瘢痕性脱毛症(はんこんせいだつもうしょう)
何らかの原因によって頭皮に傷がつき、傷跡が繊維化すること(瘢痕)によって毛包(もうほう、髪の毛が作られる器官)がなくなり毛が生えなくなった状態です。
症状
脱毛と瘢痕(傷の跡)です。
瘢痕性脱毛症の原因となる疾患によっては、頭皮に紅斑(皮膚が赤みを帯び、やや盛り上がった状態)や鱗屑(赤い発疹の上に、銀白色のフケのような垢が載っている状態)などがみられることもあります。
毛包が壊されてしまうとその箇所からは永久に毛が生えてこなくなってしまうため、美容的な問題に悩まされる要因となります。
原因
瘢痕性脱毛症が起こる原因は、大きく2つのタイプに分類されます。
一つは、怪我や事故、火傷、そして全身性強皮症、皮膚がんなどによって頭皮が傷ついた結果、瘢痕が生じるものです。このタイプを「続発性瘢痕性脱毛症」といいます。
もう一つのタイプは、毛孔性扁平苔癬(もうこうせいへんぺいたいせん)や慢性皮膚エリテマトーデス、萎縮性脱毛症などの疾患が毛包を直接的に破壊するもので、原発性瘢痕性脱毛症といいます。
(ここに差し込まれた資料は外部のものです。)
PR #169, opened 2025-06-04
Fix signup pattern to prevent invalid usernames(patterns) update

gina2l:
updated the pattern to handle more cases invalid username patterns

### DIFF
--- a/pages/signup.vue
+++ b/pages/signup.vue
@@ -401,6 +401,21 @@ export default {
     async handleUsername(val) {
       this.username_invalid = '';
       this.username_exists = '';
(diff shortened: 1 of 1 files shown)


mcfarhat (changes requested):
much better now @gina2l, though there are cases not covered yet, such as for example uid-11111 (- is causing troubles for your regex)
you do NOT need to create a new PR, just push changes to this same one

mcfarhat (changes requested):
much better now @gina2l, though there are cases not covered yet, such as for example uid-11111 (- is causing troubles for your regex)
you do NOT need to create a new PR, just push changes to this same one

病初期に皮膚生検を行い正しい診断を受けることが大切です。
治療
どちらのタイプとも、瘢痕が生じている箇所から再び毛が生えてくることは残念ながら望めません。
そのため、瘢痕部が広がらないよう原因となる疾患をしっかり治療することが大切です。
そのためには原因に応じたステロイドの局注・外用や抗菌薬の内服などを行います。
また、瘢痕部が狭い場合に限りますが、その箇所を縫い縮める方法もあります(縫縮術)。
脱毛する原因は、瘢痕性脱毛症だけでなく男性型脱毛症や円形脱毛症もあります。
自分の脱毛の原因を早期に知ることができれば改善できる可能性もあるため、気になったら早めに受診しましょう。